Problem Description
Given a binary string s representing an integer n and an integer k, count how many positive integers x (with 1 ≤ x < n) are k‑reducible. An integer x is defined as k‑reducible if applying the following operation at most k times reduces it to 1: • Replace x with the count of set bits in its binary representation. Return the count modulo 10^9+7.
Key Insights
- The operation “popcount” dramatically reduces x. In fact, for any integer x, repeatedly applying popcount will reduce x to a small number.
- Precompute a helper function F where F(1) = 0 and for any x > 1, F(x) = 1 + F(popcount(x)). Then for x > 1, f(x) = 1 + F(popcount(x)) and we require f(x) ≤ k.

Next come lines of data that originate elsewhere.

PR #399, opened 2022-12-21
refactor(toml): clippy

azzamsa:


crates/toml/src/de.rs
```diff
@@ -518,7 +518,7 @@ impl<'de, 'b> de::MapAccess<'de> for MapVisitor<'de, 'b> {
         let res = seed.deserialize(MapVisitor {
             values: Vec::new().into_iter().peekable(),
             next_value: None,
-            depth: self.depth + if array { 0 } else { 1 },
+            depth: self.depth + usize::from(!array),
```
epage, line 521: I actually disagree with this clippy lint and would rather have it enabled across the entire lib.

(the default-enabled clippy lints are controversial enough that it isn't used in the `cargo` repo)

azzamsa: Is this okay?

```diff
modified   crates/toml/src/de.rs
@@ -518,7 +518,7 @@ impl<'de, 'b> de::MapAccess<'de> for MapVisitor<'de, 'b> {
         let res = seed.deserialize(MapVisitor {
             values: Vec::new().into_iter().peekable(),
             next_value: None,
-            depth: self.depth + usize::from(!array),
+            depth: self.depth + if array { 0 } else { 1 },
             cur_parent: self.cur - 1,
             cur: 0,
             max: self.max,
modified   crates/toml/src/lib.rs
@@ -137,6 +137,7 @@
 //! [`serde`]: https://serde.rs/
 //! [serde]: https://serde.rs/
 
+#![allow(clippy::bool_to_int_with_if)]
 #![deny(missing_docs)]
 #![warn(rust_2018_idioms)]
 // Makes rustc abort compilation if there are any unsafe blocks in the crate.
 ```

epage: Yup

epage:
Hmm, this is a pednatic clippy lint which we already have marked as `allow`, so unsure why this is needed.  Its also stale because I hadn't gotten back to this.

- Equivalently, for x > 1, we need F(popcount(x)) ≤ k - 1. (The special case x = 1 always qualifies if 1 is in the range.)

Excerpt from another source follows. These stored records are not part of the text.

PR #400, opened 2022-12-21
feat(toml): add field `message` for `de::Error`

azzamsa:
It produces the cause of the error without additional line and column information.

--- 

I want to get the field `message` from `ErrorInner`.  Unfortunately, there trivial way to do it but to add a `message()` function.

Using `Display` for `de::Error` I got additional line and column information. In the case of a missing field, this info is incorrect.  It always says the missing field is in `line 1` and  `column 1` (I suspect this is the default). Because I can put the missing field anywhere in the toml file and it works.

 ```rust
 use serde::Deserialize;

#[derive(Debug, Deserialize)]
struct Config {
    global_string: String,
    global_integer: i32,
}

fn main() {
    let input: &str = r#"
        # global_string = "test"
        global_integer = 5
    "#;

    match toml::from_str::<Config>(input) {
        Ok(decoded) => {
            println!("{:#?}", decoded);
        }
        Err(e) => {
            // dbg!(&e.line_col());
            dbg!(&e);
            eprintln!("{}", e);
        }
    };
}
```

```rust
     Running `target/debug/playground`
[src/main.rs:21] &e = Error {
    inner: ErrorInner {
        kind: Custom,
        line: Some(
            0,
        ),
        col: 0,
        at: Some(
            0,
        ),
        message: "missing field `global_string`",
        key: [],
    },
}
missing field `global_string` at line 1 column 1
```

I don't want to confuse my user. I just want to use the message from the message field.

I use `message` here for the function name. If you are okay with this change. Please suggest me a better function name and docstring.

### DIFF
--- a/crates/toml/src/de.rs
+++ b/crates/toml/src/de.rs
@@ -2016,6 +2016,11 @@ impl Error {
         self.inner.line.map(|line| (line, self.inner.col))
     }
 
+    /// Produces the cause of the error wihout additional line and colum information
+    pub fn message(&self) -> String {
+        self.inner.message.to_owned()
+    }
+
     fn from_kind(at: Option<usize>, kind: ErrorKind) -> Error {
         Error {
             inner: Box::new(ErrorInner {


epage:
I'd like to hold off on changes like this until #340 as that will dramatically change things and all of the work will need to be re-implemented.

epage:
Also, I would encourage first opening an issue for us to discuss needs and alignment before opening a PR.

epage:
> Oh, I see. So I don't waste my time if the idea is rejected in the first hand. Thanks.

Yes, the idea is to help avoid wasting time but it isn't just for rejecting things.  To clarify, there are
- Issues to resolve on the problem (discussed in Issues)
- Issues to resolve on the proposed solution (discussed in Issues)
- Issues to work out with the implementation (discussed in PR)

There is also a social factor to this.  Maintainers usually have enough empathy to be concerned with wasting contributors time and discouraging them.  Starting with a PR then puts a social pressure on a maintainer which can increase the workload and stress on them.

azzamsa:
Very thorough points. Just realize about the social pressure things. Thanks a lot!

epage:
This is superseded by #473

- Because s can be very long (up to 800 bits), we count numbers x (1 ≤ x < n) by “how many ones” appear in their binary representation. Standard combinatorial methods let us count numbers below n with exactly r ones.
- Handle k = 0 as a special case (only x = 1 qualifies).
Space and Time Complexity
Time Complexity: O(L^2) where L is the length of s (up to 800) due to computing combinations and iterating over the bit positions. Space Complexity: O(L^2) for storing the combinations table.
Solution
We first precompute F(x) for x in [1, L] (since a number below n can have at most L ones). Note that F(1)=0 and for x>1, F(x)=1+F(popcount(x)). Then, for every candidate x (which is determined by its popcount r), we want: – if x = 1, it always qualifies. – if x > 1, we require that 1 + F(r) ≤ k (or equivalently F(r) ≤ k-1). To count numbers x below n with exactly r ones, we use a combinatorial approach. Iterating over the bits of s, whenever we encounter a ‘1’ we add the number of ways to choose the remaining (r – onesSoFar) ones from the remaining positions. (Be sure to subtract one if the number exactly equals n, since we need x < n.) As a special case, if k is 0, only x = 1 qualifies provided 1 < n.